"Leur travail (travail des organes chargés de faire respecter la loi) doit être reconnu comme étant insatisfaisant", a notamment déclaré le chef de cette commission parlementaire, Stanislav Kessaïev, en donnant mardi une lecture du rapport final de la Commission au cours d'une séance plénière du Parlement nord-ossète.
Cela dit, Stanislav Kessaïev a signalé des divergences dans les rapports que divers ministères et administrations avaient soumis à la Commission.
"Si l'on compare, par exemple, les rapports du ministère des Situations d'urgence et du Parquet général de la Fédération de Russie, on peut lire dans certains d'entre-eux, que les hommes de ce ministère poursuivaient le déminage des lieux après 21 heures, ne s'arrêtant qu'à 22 heures à la suite d'explosions pour reprendre ensuite leur travail, alors que dans les rapports du Parquet général, il est mentionné qu'à ce même moment, des chars avaient déjà ouvert le feu", a indiqué Stanislav Kessaïev.
Et d'ajouter que l'opération ne porte pas le même nom dans les rapports des différentes structures.
"Dans un rapport, on fait état d'une "opération de libération des otages", alors que dans un autre on parle plutôt d'une "opération antiterroriste". Quoi qu'il en soit, la formule juridique prédéterminait la nature même des actions menées ultérieurement", a fait remarquer Stanislav Kessaïev.
Selon ce dernier, les structures de l'ordre ne disposaient tout simplement pas d'information sur l'attentat en gestation.
"Notre commission ne peut tout simplement pas se ranger du côté de ceux qui reprochent notamment à certains représentants des organes judiciaires et de sécurité d'avoir reçu des informations sur le fait qu'un attentat se préparait mais ne pas avoir réagi en conséquence", a déclaré le président de la commission parlementaire nord-ossète.
D'après lui, il ne s'agissait alors que d'une information générale sur le "maintien de la tension".
Le Parquet général de la Fédération de Russie a prolongé le délai de l'enquête sur l'attentat de Beslan jusqu'au 1-er mars prochain, a déclaré mardi devant les journalistes le vice-Procureur général de la Fédération de Russie, Nikolaï Chepel.
A l'heure actuelle, a-t-il rappelé, le procès de Nourpachi Koulaïev - l'unique survivant des terroristes ayant envahi l'école de Beslan - est en cours. L'enquête sur le dossier principal se poursuit.
Comme l'a indiqué à RIA Novosti Mme Fatima Khabalova, chef du Centre d'information et d'analyse du Parlement de l'Ossétie du Nord, conformément au règlement, la commission parlementaire dirigée pas Stanislav Kessaïev va achever son travail juste après la publication du rapport. Fatima Khabalova a, en outre, souligné qu'une entente était intervenue selon laquelle les membres de sa commission ne donneraient aucun commentaire particulier sur le travail accompli.

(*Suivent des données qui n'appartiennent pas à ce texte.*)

PR #4734, opened 2026-01-26
chore(KFLUXVNGD-652): Inject console url template to the integration-service

avi-biton:
The console url is injected to the integration-service deployment container spec.

- Added `KonfluxUIIngressStatusChangedPredicate` to filter out status updates that don't affect the ingress configuration.
- Added `filterConsoleURLFromSpec` to remove the CONSOLE_URL environment variable from the user-provided spec.
- Added a watch on the `KonfluxUI` CR to update the console url in the integration-service deployment.
- Added tests for the console url injection.
- Added tests to predicate

Assisted-By: Cursor

### DIFF
--- a/operator/internal/controller/integrationservice/konfluxintegrationservice_controller.go
+++ b/operator/internal/controller/integrationservice/konfluxintegrationservice_controller.go
@@ -19,20 +19,24 @@ package integrationservice
 import (
 	"context"
 	"fmt"
+	"strings"
 
 	appsv1 "k8s.io/api/apps/v1"
 	corev1 "k8s.io/api/core/v1"
 	rbacv1 "k8s.io/api/rbac/v1"
 	"k8s.io/apimachinery/pkg/runtime"
 	"k8s.io/apimachinery/pkg/runtime/schema"
+	"k8s.io/apimachinery/pkg/types"
 	ctrl "sigs.k8s.io/controller-runtime"
 	"sigs.k8s.io/controller-runtime/pkg/builder"
 	"sigs.k8s.io/controller-runtime/pkg/client"
+	"sigs.k8s.io/controller-runtime/pkg/handler"
 	logf "sigs.k8s.io/controller-runtime/pkg/log"
 
 	konfluxv1alpha1 "github.com/konflux-ci/konflux-ci/operator/api/v1alpha1"
 	"github.com/konflux-ci/konflux-ci/operator/internal/condition"
 	"github.com/konflux-ci/konflux-ci/operator/internal/constant"
+	"github.com/konflux-ci/konflux-ci/operator/internal/controller/ui"
 	"github.com/konflux-ci/konflux-ci/operator/internal/predicate"
 	"github.com/konflux-ci/konflux-ci/operator/pkg/customization"
 	"github.com/konflux-ci/konflux-ci/operator/pkg/manifests"
@@ -74,6 +78,7 @@ type KonfluxIntegrationServiceReconciler struct {
 // +kubebuilder:rbac:groups=konflux.konflux-ci.dev,resources=konfluxintegrationservices,verbs=get;list;watch;create;update;patch;delete
 // +kubebuilder:rbac:groups=konflux.konflux-ci.dev,resources=konfluxintegrationservices/status,verbs=get;update;patch
 // +kubebuilder:rbac:groups=konflux.konflux-ci.dev,resources=konfluxintegrationservices/finalizers,verbs=update
+// +kubebuilder:rbac:groups=konflux.konflux-ci.dev,resources=konfluxuis,verbs=get;list;watch
 // +kubebuilder:rbac:groups=apps,resources=deployments,verbs=get;list;watch;create;patch
 // +kubebuilder:rbac:groups=batch,resources=cronjobs,verbs=get;list;watch;create;patch
 // +kubebuilder:rbac:groups=core,resources=namespaces,verbs=get;list;watch;create;patch
@@ -119,8 +124,19 @@ func (r *KonfluxIntegrationServiceReconciler) Reconcile(ctx context.Context, req
 		FieldManager:      FieldManager,
 	})
 
+	// Fetch KonfluxUI to get console URL
+	konfluxUI := &konfluxv1alpha1.KonfluxUI{}
+	consoleURL := ""
+	if err := r.Get(ctx, types.NamespacedName{Name: ui.CRName}, konfluxUI); err != nil {
+		// Log warning but don't fail - URL might not be available yet
+		log.Info("KonfluxUI not found, console URL will not be set", "error", err)
+	} else if konfluxUI.Status.Ingress != nil && konfluxUI.Status.Ingress.URL != "" {
+		consoleURL = konfluxUI.Status.Ingress.URL
+		log.Info("Found console URL from KonfluxUI", "url", consoleURL)
+	}
+
 	// Apply all embedded manifests
-	if err := r.applyManifests(ctx, tc, integrationService); err != nil {
+	if err := r.applyManifests(ctx, tc, integrationService, consoleURL); err != nil {
 		return errHandler.HandleApplyError(ctx, err)
 	}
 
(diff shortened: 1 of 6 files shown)


operator/internal/predicate/predicate.go
```diff
@@ -108,3 +110,47 @@ var LabelsOrAnnotationsChangedPredicate = predicate.Funcs{
 		return true
 	},
 }
+
+// KonfluxUIIngressStatusChangedPredicate triggers reconciliation only when the Status.Ingress field changes in KonfluxUI CR.
+// This predicate filters out status updates that don't affect the ingress configuration.
+var KonfluxUIIngressStatusChangedPredicate = predicate.Funcs{
```
gbenhaim, line 116: can you please add a test for this?

operator/internal/controller/integrationservice/konfluxintegrationservice_controller.go
```diff
@@ -185,35 +200,104 @@ func (r *KonfluxIntegrationServiceReconciler) applyManifests(ctx context.Context
...
+	return filtered
+}
+
 // buildControllerManagerOverlay builds the pod overlay for the controller-manager deployment.
-func buildControllerManagerOverlay(spec *konfluxv1alpha1.ControllerManagerDeploymentSpec) *customization.PodOverlay {
-	if spec == nil {
+func buildControllerManagerOverlay(spec *konfluxv1alpha1.ControllerManagerDeploymentSpec, consoleURL string) *customization.PodOverlay {
+	// Build container options
+	var managerSpec *konfluxv1alpha1.ContainerSpec
+	replicas := int32(0)
```
gbenhaim: this looks wrong. default should be 1.

operator/internal/controller/integrationservice/konfluxintegrationservice_controller.go
```diff
@@ -185,35 +200,104 @@ func (r *KonfluxIntegrationServiceReconciler) applyManifests(ctx context.Context
...
 		return customization.NewPodOverlay()
 	}
 
+	// Build overlay with container options
 	return customization.BuildPodOverlay(
-		customization.DeploymentContext{Replicas: spec.Replicas},
+		customization.DeploymentContext{Replicas: replicas},
 		customization.WithContainerBuilder(
 			managerContainerName,
-			customization.FromContainerSpec(spec.Manager),
```
gbenhaim, line 211: I think that moving the two existing container options to another function adds indirection which is confusing. 
can we keep them here ?

operator/internal/controller/integrationservice/konfluxintegrationservice_controller.go
```diff
@@ -185,35 +200,104 @@ func (r *KonfluxIntegrationServiceReconciler) applyManifests(ctx context.Context
...
+	opts = append(opts, customization.WithLeaderElection())
+
+	// Add console URL environment variable if available.
+	// This is added after user customizations to ensure the system value takes precedence.
+	// The URL must match the actual KonfluxUI deployment for PaC links to work correctly.
+	if consoleURL != "" {
+		opts = append(opts, customization.WithEnv(
+			corev1.EnvVar{
+				Name:  "CONSOLE_URL",
+				Value: consoleURL,
```
gbenhaim: console url is a template string. you can see an example here https://github.com/redhat-appstudio/infra-deployments/blob/main/components/integration/production/kflux-ocp-p01/console-url-config-patch.json

operator/internal/controller/integrationservice/konfluxintegrationservice_controller.go
avi-biton: Done

operator/internal/predicate/predicate.go
avi-biton: Tests added

operator/internal/controller/integrationservice/konfluxintegrationservice_controller.go
```diff
@@ -185,35 +200,104 @@ func (r *KonfluxIntegrationServiceReconciler) applyManifests(ctx context.Context
...
+	// If no container options, return empty overlay
+	if len(containerOpts) == 0 {
 		return customization.NewPodOverlay()
 	}
 
+	// Build overlay with container options
 	return customization.BuildPodOverlay(
-		customization.DeploymentContext{Replicas: spec.Replicas},
+		customization.DeploymentContext{Replicas: replicas},
 		customization.WithContainerBuilder(
```
gbenhaim, line 237: lets add a new customization option to the customization package.
I suggest the name `customization.WithEnvOverride`, it will add an environment variable to a container, overriding existing env var with the same name. I also think it should be safe to include the variable with an empty string in case we don't have a value yet.

This approach will replace the `filterConsoleURLFromSpec` function which is unique to this reconciler.

operator/internal/controller/integrationservice/konfluxintegrationservice_controller.go
avi-biton: I updated to be the same as the template in the example:
```
	if consoleURL != "" {
		consoleURLTemplate := fmt.Sprintf("%s/ns/{{ .Namespace }}/pipelinerun/{{ .PipelineRunName }}",
			strings.TrimSuffix(consoleURL, "/"))
		opts = append(opts, customization.WithEnv(
			corev1.EnvVar{
				Name:  "CONSOLE_URL",
				Value: consoleURLTemplate,
			},
		))
	}
```
And also updated the tests accordingly

operator/internal/controller/integrationservice/konfluxintegrationservice_controller.go
avi-biton: Done

operator/internal/controller/integrationservice/konfluxintegrationservice_controller.go
avi-biton: Addressed this issue in https://github.com/konflux-ci/konflux-ci/pull/4734#discussion_r2727587418

operator/internal/controller/integrationservice/konfluxintegrationservice_controller.go
```diff
@@ -119,8 +124,19 @@ func (r *KonfluxIntegrationServiceReconciler) Reconcile(ctx context.Context, req
 		FieldManager:      FieldManager,
 	})
 
+	// Fetch KonfluxUI to get console URL
+	konfluxUI := &konfluxv1alpha1.KonfluxUI{}
+	consoleURL := ""
+	if err := r.Get(ctx, types.NamespacedName{Name: ui.CRName}, konfluxUI); err != nil {
+		// Log warning but don't fail - URL might not be available yet
+		log.Info("KonfluxUI not found, console URL will not be set", "error", err)
+	} else if konfluxUI.Status.Ingress != nil && konfluxUI.Status.Ingress.URL != "" {
```
gbenhaim, line 133: @avi-biton @yftacherzog   do you think that in this case the status of the integration cr should be not ready?

operator/internal/controller/integrationservice/konfluxintegrationservice_customization_test.go
```diff
@@ -351,3 +356,185 @@ func TestApplyIntegrationServiceDeploymentCustomizations_ResourceMerging(t *test
...
+func findEnvVar(env []corev1.EnvVar, name string) *corev1.EnvVar {
+	for i := range env {
+		if env[i].Name == name {
+			return &env[i]
+		}
+	}
+	return nil
+}
+
+func TestBuildControllerManagerOverlay_ConsoleURL(t *testing.T) {
```
gbenhaim, line 370: We need a test case which checks that the console url gets update when it already has a value.

operator/internal/controller/integrationservice/konfluxintegrationservice_controller.go
avi-biton: I am not that sure, I opened a thread to discuss it:
https://redhat-internal.slack.com/archives/C07MRFX3ULS/p1769509922519699

operator/internal/controller/integrationservice/konfluxintegrationservice_customization_test.go
avi-biton: Test case was added

operator/internal/controller/integrationservice/konfluxintegrationservice_controller.go
avi-biton: As discussed, we will leave it as it is for now and update it in the future in case we will need to.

Selon Fatima Khabalova, "juste après l'examen de la question, le rapport final sera envoyé à la Commission parlementaire (fédérale), dirigée par Torchine".
La Commission parlementaire fédérale sur Beslan examinera le rapport de la Commission parlementaire de l'Ossétie du Nord à sa séance du 1er décembre prochain. C'est ce qu'a notamment fait savoir mardi aux journalistes le chef de la Commission parlementaire fédérale sur Beslan, vice-président du Conseil de la Fédération (Chambre haute du Parlement russe), Alexandre Torchine.
"Le rapport de nos collègues nord-ossètes, tant les faits qui y sont exposés que leur évaluation des événements, est très important pour notre rapport", a déclaré Alexandre Torchine.
Dans le même temps, il a affirmé que sa commission "n'avait toujours pas l'intention de précipiter les choses". "Je ne comprends pas comment nos collègues nord-ossètes réussiront à exposer les résultats de leur enquête en une trentaine de pages tout au plus", a noté le vice-président de la Chambre haute du Parlement russe.
Et d'ajouter: "Le délai approximatif de la publication des résultats de notre travail reste la même - la troisième décade du mois de décembre".
Auparavant, Alexandre Torchine a fait savoir à RIA Novosti que, selon son initiative, le Centre de recherche des commanditaires de l'attentat à Beslan avait été créé. "Ce Centre fonctionnera comme le Centre Simon Wiesenthal. Pour cela, l'argent ne constitue pas l'élément essentiel, il faut tout simplement de l'intelligence, de la volonté et des alliés", a fait remarquer le parlementaire. Les alliés sont des "collaborateurs actuels et anciens des services spéciaux, ainsi que les communautés ethniques", y compris en Tchétchénie.